13. On 13 April 2024, during a match between Nepal and Qatar in the 2024 ACC Men's Premier Cup in Muscat, Airee became the third batsman to hit six sixes in an over in a T20 International, in an over bowled by Kamran Khan.
14. On 20 August 2024, during a 2025 Men's T20 World Cup Asia–EAP Regional Final match against Vanuatu in Apia, Darius Visser of Samoa broke the record for the most runs in a T20I over, hitting 39 runs off the over, including six sixes. The bowler was Nalin Nipiko who bowled three no-balls in the 15th over of Samoa's innings. Visser made 132 runs off 62 balls (five fours and 14 sixes), becoming the first Samoan to score a T20I century.

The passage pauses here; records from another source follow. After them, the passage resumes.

PR #756, opened 2021-02-24
:sparkles: AccessSubnetUUID: we can specify source subnet for access IP address

jsen-:
Currently, when we want to use multiple networks, the IP address is assigned basically randomly, this PR adds the ability to specify from which subnet the IP address will be obtained.

none

This is the minimal amount of changes I found to achieve the goal of getting IP address from the correct CIDR.

**Release note**:
```release-note
Added the ability to specify source subnet of compute instance access IP address
```

### DIFF
--- a/api/v1alpha3/openstackmachine_types.go
+++ b/api/v1alpha3/openstackmachine_types.go
@@ -57,6 +57,10 @@ type OpenStackMachineSpec struct {
 	// A networks object. Required parameter when there are multiple networks defined for the tenant.
 	// When you do not specify the networks parameter, the server attaches to the only network created for the current tenant.
 	Networks []NetworkParam `json:"networks,omitempty"`
+
+	// IP address of a port from this subnet will be marked as AccessIPv4 on the created compute instance
+	AccessSubnetUUID string `json:"accessSubnetUuid,omitempty"`
+
 	// The floatingIP which will be associated to the machine, only used for master.
 	// The floatingIP should have been created and haven't been associated.
 	FloatingIP string `json:"floatingIP,omitempty"`
--- a/api/v1alpha3/openstackmachine_types.go
+++ b/api/v1alpha3/openstackmachine_types.go
@@ -58,8 +58,8 @@ type OpenStackMachineSpec struct {
 	// When you do not specify the networks parameter, the server attaches to the only network created for the current tenant.
 	Networks []NetworkParam `json:"networks,omitempty"`
 
-	// IP address of a port from this subnet will be marked as AccessIPv4 on the created compute instance
-	AccessSubnetUUID string `json:"accessSubnetUuid,omitempty"`
+	// UUID, IP address of a port from this subnet will be marked as AccessIPv4 on the created compute instance
+	Subnet string `json:"subnet,omitempty"`
 
 	// The floatingIP which will be associated to the machine, only used for master.
 	// The floatingIP should have been created and haven't been associated.
--- a/api/v1alpha3/types.go
+++ b/api/v1alpha3/types.go
@@ -132,6 +132,7 @@ type Instance struct {
 	FailureDomain  string            `json:"failureDomain,omitempty"`
 	SecurityGroups *[]string         `json:"securigyGroups,omitempty"`
 	Networks       *[]Network        `json:"networks,omitempty"`
+	AccessSubnet   string            `json:"accessSubnet,omitempty"`
 	Tags           []string          `json:"tags,omitempty"`
 	Image          string            `json:"image,omitempty"`
 	Flavor         string            `json:"flavor,omitempty"`
--- a/api/v1alpha3/types.go
+++ b/api/v1alpha3/types.go
@@ -132,7 +132,7 @@ type Instance struct {
 	FailureDomain  string            `json:"failureDomain,omitempty"`
 	SecurityGroups *[]string         `json:"securigyGroups,omitempty"`
 	Networks       *[]Network        `json:"networks,omitempty"`
-	AccessSubnet   string            `json:"accessSubnet,omitempty"`
+	Subnet         string            `json:"subnet,omitempty"`
 	Tags           []string          `json:"tags,omitempty"`
 	Image          string            `json:"image,omitempty"`
 	Flavor         string            `json:"flavor,omitempty"`
--- a/pkg/cloud/services/compute/instance.go
+++ b/pkg/cloud/services/compute/instance.go
@@ -229,6 +229,10 @@ func createInstance(is *Service, clusterName string, i *infrav1.Instance) (*infr
 			}
 		}
 	}
+	if i.AccessSubnet != "" && accessIPv4 == "" {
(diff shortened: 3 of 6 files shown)


pkg/cloud/services/compute/instance.go
```diff
@@ -182,6 +184,12 @@ func createInstance(is *Service, clusterName string, i *infrav1.Instance) (*infr
 			port = portList[0]
 		}
 
+		for _, fip := range port.FixedIPs {
```
sbueringer, line 187: Just to confirm some assumptions:
* if AccessSubnet is set we will get a hit here and have a value for `accessIPv4`
* otherwise accessIPv4 and we have no change to before this PR

sbueringer (approved):

pkg/cloud/services/compute/instance.go
jsen-: yes, exactly

sbueringer: Okay, thx :)

api/v1alpha3/openstackmachine_types.go
```diff
@@ -57,6 +57,10 @@ type OpenStackMachineSpec struct {
 	// A networks object. Required parameter when there are multiple networks defined for the tenant.
 	// When you do not specify the networks parameter, the server attaches to the only network created for the current tenant.
 	Networks []NetworkParam `json:"networks,omitempty"`
+
+	// IP address of a port from this subnet will be marked as AccessIPv4 on the created compute instance
```
hidekazuna, line 61: I wonder what happens if networks and subnet which is not part of networks are given.
If we do not accept the case comment it here. Or add the check logic.

api/v1alpha3/openstackmachine_types.go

15. On 13 July 2025, during the final match of the 2025 Bulgaria Tri-Nation Series against Gibraltar in Sofia, Manan Bashir of Bulgaria became the fifth batsman to hit six sixes in an over in a T20 International, in an over bowled by Kabir Mirpuri.
16. On 31 May 2026, during the opening match of the Cricket at the 2026 Asian Games – Men's Qualifier against China in Singapore, Kushal Bhurtel of Nepal became the sixth batsman to hit six sixes in an over in a Twenty20 International (T20I), achieving the feat against bowler Chen Zhuo Yue.